Nested parfor-Loops and for-Loops

Parallellizing Nested Loops

You cannot use a parfor-loop inside another parfor-loop. As an example, the following nesting of parfor-loops is not allowed:

   parfor i = 1:10
       parfor j = 1:5
           ...
       end
   end

Tip

You cannot nest parfor directly within another parfor-loop. A parfor-loop can call a function that contains a parfor-loop, but you do not get any additional parallelism.

Code Analyzer in the MATLAB® Editor flags the use of parfor inside another parfor-loop:

You cannot nest parfor-loops because parallellization can be performed at only one level. Therefore, choose which loop to run in parallel, and convert the other loop to a for-loop.

Consider the following performance issues when dealing with nested loops:

  • Parallel processing incurs overhead. Generally, you should run the outer loop in parallel, because overhead only occurs once. If you run the inner loop in parallel, then each of the multiple parfor executions incurs an overhead. See Convert Nested for-Loops to parfor for an example how to measure parallel overhead.

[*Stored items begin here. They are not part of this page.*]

PR #1310, opened 2024-06-14
feat(validity): Allow short/long message distinguishing for custom errors

BoppLi:
Relates to #570 

feat(validity): Allow short/long message distinguishing for custom errors

## Checklist


packages/sit-onyx/src/composables/useCustomValidity.ts
```diff
@@ -5,11 +5,13 @@ import enUS from "../i18n/locales/en-US.json";
 import { injectI18n } from "../i18n";
 import type { InputType } from "../components/OnyxInput/types";
 
+export type CustomErrorType = string | FormErrorMessages;
```
larsrickert, line 8: Should we just change it to always be an object with required shortMessage and optional longMessage? Then we don't have to always check for both cases

packages/sit-onyx/src/composables/useCustomValidity.ts
```diff
@@ -92,7 +108,9 @@ export const useCustomValidity = (options: UseCustomValidityOptions) => {
       /**
        * Sync custom error with the native input validity.
        */
-      watchEffect(() => el.setCustomValidity(options.props.customError ?? ""));
+      watchEffect(() =>
+        el.setCustomValidity(getCustomErrors(options.props.customError)?.shortMessage ?? ""),
```
larsrickert, line 112: Should we use both error messages in `setCustomValidity()` so no information is lost for screen readers?`

larsrickert (changes requested):

packages/sit-onyx/src/composables/useCustomValidity.ts
BoppLi: it also is used for radio button, there it only ever appears in a tooltip so it would be wasteful effort to expect from the devs to provide an object

packages/sit-onyx/src/composables/useCustomValidity.ts
BoppLi: like `${shortMessage}: ${longMessage}` ?

BoppLi: done

BoppLi: image

packages/sit-onyx/src/composables/useCustomValidity.ts
```diff
@@ -53,6 +55,29 @@ export type FormErrorMessages = {
...
+    return { shortMessage: customError, longMessage: customError };
+  }
+  return customError;
+};
+
+export const getCustomErrorText = (customError?: CustomErrorType): string | undefined => {
+  if (!customError) return;
+  if (typeof customError === "string") {
+    return customError;
+  }
```
larsrickert, line 76: Can't we also use `getCustomErrors()` here?

packages/sit-onyx/src/composables/useCustomValidity.ts
```diff
@@ -5,11 +5,13 @@ import enUS from "../i18n/locales/en-US.json";
...
 import type { InputType } from "../components/OnyxInput/types";
 
+export type CustomErrorType = string | FormErrorMessages;
+
 export type CustomValidityProp = {
   /**
    * Custom error message to show. Will only show up after the user has interacted with the input.
    */
-  customError?: string;
+  customError?: CustomErrorType;
```
larsrickert, line 14: Can be update the Storybook controls to be of type text so the user can play around with it?
image

larsrickert (changes requested):

packages/sit-onyx/src/composables/useCustomValidity.ts
BoppLi: then we'll have to check if shortMessage + longMessage are the same else you would have

`getCustomErrorText('foo')` return `"foo: foo"`

packages/sit-onyx/src/composables/useCustomValidity.ts
BoppLi: if I set text, storybook can't interpret the example
image

if I leave the standard, it works for object + string aswell
image
image

when you edit raw, you can just put in a string

larsrickert (approved):

PR #1318, opened 2024-06-14
fix(OnyxDialog): prevent overflow and add z-index

larsrickert:
Relates to [#1241](https://github.com/SchwarzIT/onyx/issues/1241#issuecomment-2167831241)

Prevent overflow of the dialog content.

## Checklist


packages/sit-onyx/src/components/OnyxDialog/OnyxDialog.ct.tsx
```diff
@@ -34,6 +34,23 @@ test("should render in modal", async ({ mount, makeAxeBuilder, page }) => {
...
+  await mount(
+    <OnyxDialog label="Label" open>
+      {"Test".repeat(64)}
+    </OnyxDialog>,
+  );
+
+  // accessibility tests
+  const accessibilityScanResults = await makeAxeBuilder()
+    // the interactive/focusable content is provided by the project
+    .disableRules(["scrollable-region-focusable"])
```
BoppLi, line 47: as I understand this rule, the idea is that a scroll container must be keyboard navigatable so you can use the arrow keys to scroll. so even if the project has a focusable button or so, if there is a long text, if you don't provide focus on the scroll area, the user won't be able to read all content.

so I'd not disable this rule here and instead make the scroll container focusable.

BoppLi (changes requested):

packages/sit-onyx/src/components/OnyxDialog/OnyxDialog.ct.tsx
BoppLi: [further info](https://dequeuniversity.com/rules/axe/4.8/scrollable-region-focusable)

> The key to getting a scrollable region to be accessible with the keyboard is to ensure that a keyboard-only user **can focus the scrollable region itself or a static text item within the scrollable region**. The first example below shows the first technique and the second one shows the second technique.

BoppLi: uff that's a conflict... let's discuss it monday with the team how to proceed?

larsrickert: Sure, why is this a conflict?

BoppLi (approved):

  • Make sure that the number of iterations exceeds the number of workers. Otherwise, you do not use all available workers.

  • Try to balance the parfor-loop iteration times. parfor tries to compensate for some load imbalance.

Tip

Always run the outermost loop in parallel, because you reduce parallel overhead.

You can also use a function that uses parfor and embed it in a parfor-loop. Parallellization occurs only at the outer level. In the following example, call a function MyFun.m inside the outer parfor-loop. The inner parfor-loop embedded in MyFun.m runs sequentially, not in parallel.

parfor i = 1:10
    MyFun(i)
end

function MyFun(i)
parfor j = 1:5
    ...
end
end

Tip

Nested parfor-loops generally give you no computational benefit.

Convert Nested for-Loops to parfor

A typical use of nested loops is to step through an array using a one-loop variable to index one dimension, and a nested-loop variable to index another dimension. The basic form is:

X = zeros(n,m);
for a = 1:n
    for b = 1:m
        X(a,b) = fun(a,b)
    end
end

The following code shows a simple example. Use tic and toc to measure the computing time needed.

A = 100;
tic
for i = 1:100
    for j = 1:100
        a(i,j) = max(abs(eig(rand(A))));
    end
end
toc
Elapsed time is 49.376732 seconds.

You can parallelize either of the nested loops, but you cannot run both in parallel. The reason is that the workers in a parallel pool cannot start or access further parallel pools.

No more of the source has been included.